WHAT IS NEEDED —
Only the lines from the top of the data through the line with "This PR adds" should be repeated, each exactly as written.
━━━ RECORDS FOR THE EXERCISE ━━━
PR #204, opened 2022-11-08
Add thread-safe to the library

jchen293:
# Description

This PR adds thread-safe to the EasyPost Java client library, as well as some other minor improvements

- A new EasyPostClient object that has apiKey, connectionTimeout, and readTimeout. The API key parameter is always required when initializing the object, and timeout parameters are optional.
- Split the current class (e.g Address) into model and service folders, where the model folder has all the getters/setters and properties of the Address class (e.g street1, street2, etc), the service folder will have all the functions belonging to that class. This will prevent the users to use any functions from the response object, and the EasyPostClient object will always be used as the root object for any HTTP request call.
- Update the request functions in the Requestor class, the apiKey parameter will be updated to the EasyPostClient object which already has the apiKey and timeouts configuration. Remove the timeout variables and getters/setters in the Requestor class.
- Update all unit tests and configure the TestUtils file.
- Remove the `merge` function and associate helper functions because it's no longer needed as we decided to return the response value directly instead of updating the object.
- AppEngine timeout is now set to the connection timeout.
- Remove an invalid function `User.create()` since creating a child-user always requires a name.
- Move helper functions (instanceUrl, classUrl) to the `Utilities` file from `EasyPostResource` because model classes no longer use it.

# Testing

Re-recorded current unit tests
Add a unit test for EasyPostClient

# Pull Request Type


nwithan8 (changes requested):
Please update the examples in the README

nwithan8:
Have we accounted for beta and API versioning in this? We can kick that down the road if needed.

jchen293:
> Have we accounted for beta and API versioning in this? We can kick that down the road if needed.

It's not part of thread-safe PR because I would like to keep the PR focusing on thread-safe only. Once we have another Beta endpoint available for us, we will make a separate PR

nwithan8 (approved):

CHANGELOG.md
```diff
@@ -2,6 +2,16 @@
 
 ## V6 (Next release)
 
+- Library is now thread-safe
+  - Initialize a `EasyPostClient` object with an API key, connection and readtime milliseconds are optional, otherwise it will be set to default.
+  - All methods (i.e. `create`, `retrieve`, retrieve `all` of a resource) exist in services, accessed via property of the client
+    - E.g. Static method -> `client.address.create(params)`
+    - E.g. Instance method -> `client.shipment.buy(lowestRate, shipmentID)`
+  - All functions are now taking object ID instead of an object, which means the functions are returning the response value directly instead of updating the current object
+    - E.g. `client.shipment.buy(lowestRate, shipmentID)`
```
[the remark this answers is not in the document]
jchen293: resolved, good catch!

nwithan8 (approved):

src/main/java-templates/com/easypost/EasyPost.java
```diff
@@ -33,8 +33,6 @@ public abstract class EasyPost {
     public static final String VERSION = "${project.version}";
     public static final String API_BASE = "https://api.easypost.com/v2";
     public static final String BETA_API_BASE = "https://api.easypost.com/beta";
```
Justintime50, line 35: Question: Do we want to move these API base strings elsewhere? The client object or the Constant file instead?

src/main/java/com/easypost/http/Requestor.java
```diff
@@ -428,18 +448,25 @@ protected static <T> T request(final RequestMethod method, final String url,
...
-            }
-        }
-
-        if (apiKey == null) {
-            apiKey = EasyPost.apiKey;
+    protected static <T> T httpRequest(final RequestMethod method, final String url,
+            final Map<String, Object> params, final Class<T> clazz, final EasyPostClient client)
+            throws EasyPostException {
+        if (client.getApiKey() == null || client.getApiKey().isEmpty()) {
+            throw new MissingParameterError(Constants.INVALID_API_KEY_TYPE);
```
Justintime50, line 469: This check should happen higher up the stack - you can't create a client object without an API key, so this check shouldn't be necessary and can be removed (it's a duplicate).

src/main/java/com/easypost/model/CreditCard.java
```diff
@@ -1,14 +1,5 @@
 package com.easypost.model;
```
Justintime50, line 1: Let's completely remove the `CreditCard` class and functionality. I know it will be a "version early", but it was added by accident and should be super low impact since it was a one-off. Let's just call it out in the CHANGELOG please.

src/main/java/com/easypost/model/PaymentMethodObject.java
```diff
@@ -172,7 +172,7 @@ public PaymentMethodType getType() {
      *
      * @return the endpoint for this PaymentMethodObject.
      */
-    String getEndpoint() {
+    public String getEndpoint() {
```
Justintime50, line 175: I hate that Java doesn't have a scope where you can use a function in your own package but block it from outsiders just because it's in a different folder...

src/main/java/com/easypost/service/CreditCardService.java
```diff
@@ -0,0 +1,85 @@
+package com.easypost.service;
```
Justintime50, line 1: As mentioned on the model, let's remove the `CreditCard` class and logic completely and call it out in the CHANGELOG.

src/main/java/com/easypost/service/EasyPostClient.java
```diff
@@ -0,0 +1,118 @@
+package com.easypost.service;
+
+import com.easypost.http.Constant;
+
+public class EasyPostClient {
+    public final AddressService address;
+    public final ApiKeyService apikeys;
+    public final UserService user;
```
Justintime50, line 8: Sort this list please 😉

src/test/java/com/easypost/BatchTest.java
```diff
@@ -182,21 +182,21 @@ public void testCreateScanForm() throws EasyPostException, InterruptedException
...
         shipmentData.add(shipment);
         params.put("shipments", shipmentData);
 
-        Batch batchWithAddedShipment = batch.addShipments(params);
+        Batch batchWithAddedShipment = vcr.client.batch.addShipments(params, batch.getId());
 
         assertEquals(1, batchWithAddedShipment.getNumShipments().intValue());
 
-        Batch batchWithoutShipment = batch.removeShipments(params);
+        Batch batchWithoutShipment = vcr.client.batch.removeShipments(params, batch.getId());
```
Justintime50, line 199: Hmm, the ID of an object should always be the first parameter. Param ordering should be tied to the flow. We'll always need to know the object in question (Batch) and then we do stuff to it (add/remove shipments). Other params may come and go but if we are going this route, the ID will always be required.

This is true of all the previous instance based functions. You'll want to check them all.

src/test/java/com/easypost/ThreadTest.java
```diff
@@ -2,6 +2,8 @@
 
 import com.easypost.exception.EasyPostException;
 import com.easypost.model.Order;
+import com.easypost.service.EasyPostClient;
```
Justintime50, line 5: I'm not seeing a thread test that spins up multiple threads with various API keys and gets the API keys out of those client objects to ensure they didn't get mixed up, can we please add that here?

Justintime50 (commented):
I didn't check the rest of the tests (checked a couple), will do that once the rest of this feedback is addressed.

src/main/java-templates/com/easypost/EasyPost.java
nwithan8: Jack and I discussed this yesterday. I know in C# we wanted to provide a way for users to override the base URL. Do we still want that here as well?

jchen293: This is currently being used in the Utilities file `singleClassURL` function. Should we allow the user to override the base URL?

src/main/java/com/easypost/http/Requestor.java
jchen293: Users could initialize a EasyPostClient object with a `null` or `empty` string, this check statement is needed in case a user pass in an invalid `API Key` when creating EasyPostClient

nwithan8: The null check should happen (and throw an error) during Client construction.

jchen293: Yea, we could. But the user will need to add an exception handler in the EasyPostClient initialization method. Any thought?

src/main/java-templates/com/easypost/EasyPost.java
Justintime50: Oh yeah, yes please. It should be an optional param to the Client object. Remove the `/v2` from the base URL since that's the version and make sure the version is a private prop of the Client so only we can set it

src/main/java/com/easypost/http/Requestor.java
Justintime50: API key is required, so don't let users create a Client without one (don't provide that overload)

nwithan8: If it throws an error because the user did something incorrectly, it's on the user to account for doing things incorrectly, you know?

src/test/java/com/easypost/BatchTest.java
jchen293: Not sure if I follow, but what is the benefit of swapping `param` and `id` as both parameters are required?

src/test/java/com/easypost/ThreadTest.java
jchen293: This is the old unit test, there is a test to ensure API keys do not get mixed up between multiple client objects in `EasyPostTest.java`.

src/test/java/com/easypost/BatchTest.java
Justintime50: Consistency across all functions like this. ID will always be required for these previous instance methods whereas some of these will have optional params. If ID comes first, then it's always the same order for all functions.

src/test/java/com/easypost/ThreadTest.java
Justintime50: If so, the thread test should be placed in the thread test test file, don't you agree?

src/main/java-templates/com/easypost/EasyPost.java
jchen293: This will be the fourth parameter in the EasyPostClient constructor, are we allowing users to override the default `/v2` version?

Justintime50: No, I said:

> make sure the version is a private prop of the Client so only we can set it

jchen293: Ok, no optional param should be given in the constructor.

src/test/java/com/easypost/ThreadTest.java
jchen293: sure

src/test/java/com/easypost/BatchTest.java
jchen293: Just looked at Go, indeed we the ID comes first before any other parameters

nwithan8:
`apiBase` should be, e.g., "https://api.easypost.com", and should be customizable in the Client constructor.

`apiVersion` should be, e.g., "v2" and is set internally (end-user doesn't know about it).

jchen293:
> `apiBase` should be, e.g., "https://api.easypost.com", and should be customizable in the Client constructor.
> 
> `apiVersion` should be, e.g., "v2" and is set internally (end-user doesn't know about it).

If `apiBase` is customizable, what if the user overrides with the wrong API base URL?

nwithan8:
> > `apiBase` should be, e.g., "https://api.easypost.com", and should be customizable in the Client constructor.
> > 
> > `apiVersion` should be, e.g., "v2" and is set internally (end-user doesn't know about it).
> 
> If `apiBase` is customizable, what if the user overrides with the wrong API base URL in the Client constructor?
> 

Then their requests will probably fail. Again, it's on the end user to account for that if they are going to utilize "advanced features" like that.

jchen293:
> > > `apiBase` should be, e.g., "https://api.easypost.com", and should be customizable in the Client constructor.
> > > `apiVersion` should be, e.g., "v2" and is set internally (end-user doesn't know about it).
> > 
> > 
> > If `apiBase` is customizable, what if the user overrides with the wrong API base URL in the Client constructor?
> 
> Then their requests will probably fail. Again, it's on the end user to account for that if they are going to utilize "advanced features" like that.

I am not a big fan of this. We probably don't have much `API base`, I think we could use Enum for the `apiBase` optional parameter, this would prevent spelling mistakes like typos from the user input.

nwithan8:
> > > > `apiBase` should be, e.g., "https://api.easypost.com", and should be customizable in the Client constructor.
> > > > `apiVersion` should be, e.g., "v2" and is set internally (end-user doesn't know about it).
> > > 
> > > 
> > > If `apiBase` is customizable, what if the user overrides with the wrong API base URL in the Client constructor?
> > 
> > Then their requests will probably fail. Again, it's on the end user to account for that if they are going to utilize "advanced features" like that.
> 
> I am not a big fan of this. We probably don't have much `API base`, I think we could use Enum for the `apiBase` optional parameter, this would prevent spelling mistakes like typos from the user input.

See how we do it in C#: https://github.com/EasyPost/easypost-csharp/blob/master/EasyPost/Client.cs#L63

Justintime50:
@jchen293 we want to allow users to override the base API for two reasons:

1. We could point the client library at our internal test servers if needed for end to end test something
2. If we ever released a mock API product in the future, users could override the base API to hit that instead (for testing or setup purposes)

It should be a free-hand string users can specify. It will not be documented as the use cases will be slim; however, some of our other libs like Python allow you to override this already and we'd like them all to allow it.

As for the versioning, client libs will always be locked to the most recent version available and this cannot be customized. In theory, whatever base APIs are available will have the same set of API versions available to them.

jchen293:
> @jchen293 we want to allow users to override the base API for two reasons:
> 
> 1. We could point the client library at our internal test servers if needed for end to end test something
> 2. If we ever released a mock API product in the future, users could override the base API to hit that instead (for testing or setup purposes)
> 
> It should be a free-hand string users can specify. It will not be documented as the use cases will be slim; however, some of our other libs like Python allow you to override this already and we'd like them all to allow it.
> 
> As for the versioning, client libs will always be locked to the most recent version available and this cannot be customized. In theory, whatever base APIs are available will have the same set of API versions available to them.

Got it, we probably don't want to expose the `API Base` in the source code by using Enum, I will add another optional parameter for the API base next week.

src/main/java/com/easypost/service/ReferralCustomerService.java
```diff
@@ -220,7 +222,8 @@ private PaymentMethodObject createEasypostCreditCard(final String referralApiKey
         wrappedParams.put("credit_card", params);
 
         EasyPostClient referralClient = new EasyPostClient(referralApiKey);
-        return Requestor.request(RequestMethod.POST, String.format("%s/%s", EasyPost.API_BASE, "credit_cards"),
+        return Requestor.request(RequestMethod.POST,
+                String.format("%s/%s/%s", client.getApiBase(), client.getApiVersion(), "credit_cards"),
```
Justintime50, line 226: I'd prefer we set all these `String.format` items to an intermediary variable so we know what it is and these lines can be much shorter. Thoughts?

If you agree, we should do that throughout the whole project. It just seems crammed with so much text on one line which then wraps to two or three..

jchen293: I agree, this is resolved.

Justintime50 (approved):
I thiiink all of my feedback was addressed. This is good work!

src/main/java/com/easypost/service/EasyPostClient.java
```diff
@@ -125,8 +166,17 @@ public String getApiKey() {
     }
 
     /**
-     * Get API base for this EasyPostClient object.
+     * Get API version for this EasyPostClient object.
      * 
+     * @return the API version for this EasyPostClient object.
+     */
+    public String getApiVersion() {
```
nwithan8, line 173: We don't need getters for the API version. Make the `apiVersion` property public and final, so it can't be overridden by end-users (only set via the constructor)

src/main/java/com/easypost/service/EasyPostClient.java
```diff
@@ -7,8 +7,9 @@
 public class EasyPostClient {
     private final int connectTimeoutMilliseconds;
     private final int readTimeoutMilliseconds;
-    private final String apiBase = "v2";
     private final String apiKey;
+    private final String apiVersion = "v2";
```
nwithan8, line 11: Make `apiVersion` public (see below)

src/main/java/com/easypost/service/EasyPostClient.java
```diff
@@ -7,8 +7,9 @@
...
+    private String apiBase;
```
nwithan8, line 12: Make this final, since it won't change after being set by the constructor.

src/main/java/com/easypost/service/BillingService.java
```diff
@@ -65,20 +65,22 @@ public void fundWallet(String amount, PaymentMethod.Priority priority)
...
      *
      * @return an EasyPost.PaymentMethod summary object.
-     * @throws EasyPostException when the request fails or billing has not been set up.
+     * @throws EasyPostException when the request fails or billing has not been set
+     *                           up.
      */
     public PaymentMethod retrievePaymentMethods() throws EasyPostException {
         PaymentMethod response = Requestor.request(RequestMethod.GET,
-                String.format("%s/%s", EasyPost.API_BASE, "payment_methods"), null,
+                String.format("%s/%s/%s", client.getApiBase(), client.getApiVersion(), "payment_methods"), null,
```
nwithan8: Since the API base won't change for different API calls (it's not like one API call is going to go to a different base url than every other API call + the fact that API base can't be changed after construction anyway), we can move API base formatting downstream into the `request` function.

API version can change on a per-call basis (some go to Beta, some go to v2, etc), that should remain here as a parameter.

src/main/java/com/easypost/service/EasyPostClient.java
```diff
@@ -125,8 +166,17 @@ public String getApiKey() {
...
+    public String getApiVersion() {
+        return apiVersion;
+    }
+
+    /**
+     * Get API base for this EasyPostClient object.
+     *
      * @return the API base for this EasyPostClient object.
      */
     public String getApiBase() {
```
nwithan8, line 182: We don't need getters for the API base. Make the `apiBase` property public and final, so it can't be overridden by end-users (only set via the constructor)

src/main/java/com/easypost/service/EasyPostClient.java
nwithan8: Alternatively, if we are going to keep this getter, let's have it accept a parameter so it can return `v2` by default, but other possible versions (i.e. `beta`) on request.

src/main/java/com/easypost/service/EasyPostClient.java
```diff
@@ -44,30 +45,70 @@ public EasyPostClient(String apiKey) throws MissingParameterError {
...
+    /**
+     * EasyPostClient constructor.
+     *
+     * @param apiKey                     API key for API calls.
+     * @param connectTimeoutMilliseconds Timeout for connection.
+     * @param readTimeoutMilliseconds    Timeout for read.
+     * @param apiBase                    API base for API calls.
+     * @throws MissingParameterError
+     */
+    public EasyPostClient(String apiKey, int connectTimeoutMilliseconds, int readTimeoutMilliseconds, String apiBase)
```
nwithan8, line 105: Nit: I hate all these overloads. Have an idea for a better way, but won't block on it.

nwithan8 (changes requested):

src/main/java/com/easypost/service/EasyPostClient.java
jchen293: I think this is just our personal preference, I like to use getter/setter for immutable variables in Java to follow the `encapsulation` practice, unless there is a significant advantage by making these two fields `public final` then I am down to make that change.

src/main/java/com/easypost/service/EasyPostClient.java
jchen293: see below answer

src/main/java/com/easypost/service/EasyPostClient.java
jchen293: We should not have an additional parameter in the getter method, this will allow end users to change the apiVersion variable. The reason why the `apiVersion` is not final so we could change it internally in the `EasyPostClient` if the namespace has `beta`, e.g: `client.beta.endshipper.create()`

src/main/java/com/easypost/service/EasyPostClient.java
nwithan8: Fair enough, won't block.

src/main/java/com/easypost/service/BillingService.java
jchen293: Requestor class has it, in line 429. This function is not using the `classURL()` from the `Utilities` file because the endpoint has a different name from the model class name (Billing), that's why we are passing in the `API base` here in the `String.format`

src/main/java/com/easypost/service/EasyPostClient.java
jchen293: see above answer

src/main/java/com/easypost/service/EasyPostClient.java
jchen293: So am I? It's Java things

src/main/java/com/easypost/service/EasyPostClient.java
nwithan8: At least make the apiBase final

src/main/java/com/easypost/service/BillingService.java
nwithan8: Not a fan of the classURL() utility if it's going to cause confusing edge cases like this when we DON'T use it. Won't block, but could do with a re-imagining down the line.

src/main/java/com/easypost/service/EasyPostClient.java
nwithan8: I foresee some issues arising when we do need to implement a new beta service down the road with this current design, but we'll kick the can on that for now.

nwithan8 (approved):

src/main/java/com/easypost/service/EasyPostClient.java
jchen293: I will make this tiny change in next PR so I don't dismiss the approvals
━━━
ANSWER TO THIS EXERCISE —
PR #204, opened 2022-11-08
Add thread-safe to the library

jchen293:
# Description

This PR adds thread-safe to the EasyPost Java client library, as well as some other minor improvements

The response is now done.